All of the stylus (stylii?) I've seen have a working end the size of a mushed down marking pen. Does anyone know of one that has a fairly small point? Something that might be good for precise pointing in an app? I've seen what Amazon calls slim, but it looks like they're talking about a slim pen, not a small stylus.


----------



## TraceyC/FL (Mar 23, 2011)

Be sure you are buying stylus's for capitative screens. The precision of a stylus has less to do with the tip, and more to do with the screen quality itself and the app. 

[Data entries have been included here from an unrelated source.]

PR #1900, opened 2024-06-23
Handle quoted strings in option reader

scottsitar:
When reading an option like `--env:FOO="bar baz"`, the first quotation mark would be replaced by ETX while the second quotation mark would get replaced by a NULL.  This has the effect of appending an ETX to the start of the variable's value.

As a first pass to addressing the parsing of quoted strings, this adds a post-processing step once we've detected the end of the current argument which compacts down the string, removing all the special characters we inserted while finding the end of the string.

This addresses an issue with quoted paths in the INCDIR variable reported on the mailing list.


scottsitar:
After thinking about it, I wasn't happy with the initial patch in my message on the mailing list, since it exposed the control characters we inserted during option parsing outside of the function that needed to know about them.  So, I've taken a different approach here by adding a post-processing step to each argument to get rid of these characters.

I tried to make this change as minimally invasive as I could, as I noticed a few other issues while working on this that I didn't want to address all at once:

1) If there's a quoted string argument, it terminates the current line at the end and passes the results on to argdecode - this misses any other arguments that may have come after it on the line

I"m not sure I can actually explain it at the moment - but picture a big sheet of tiny grid paper on the screen, the size of the grid is determined by how much money the manufacture spent on it and/or went to lengths to write their software to interpret the touch "spot". Then some apps will let you draw really tiny because they are using that tiny grid space....

Does that make sense??  

But mainly, the quality of the tip material can come into play - but there needs to be a "charge" between the item touching it and the screen....


----------



## Betsy the Quilter (Oct 27, 2008)

Somebody, (Jesslyn?) got a pointy stylus... I don't remember the brand, but I'd like one, too.  It was more than I wanted to pay at the time....

Sent from Killashandra, 
my Kindle Fire 4G


----------



## intinst (Dec 23, 2008)

Betsy the Quilter said:


> Somebody, (Jesslyn?) got a pointy stylus... I don't remember the brand, but I'd like one, too. It was more than I wanted to pay at the time....
> 
> Sent from Killashandra,
> my Kindle Fire 4G


I believe it was the Hand Stylus you are thinking of. I got one and really like it. - http://handstylus.com/
You are right that it is a little costly but I consider it worth the price.


----------



## MDB (Dec 31, 2010)

intinst said:


> I believe it was the Hand Stylus you are thinking of. I got one and really like it. - http://handstylus.com/
> You are right that it is a little costly but I consider it worth the price.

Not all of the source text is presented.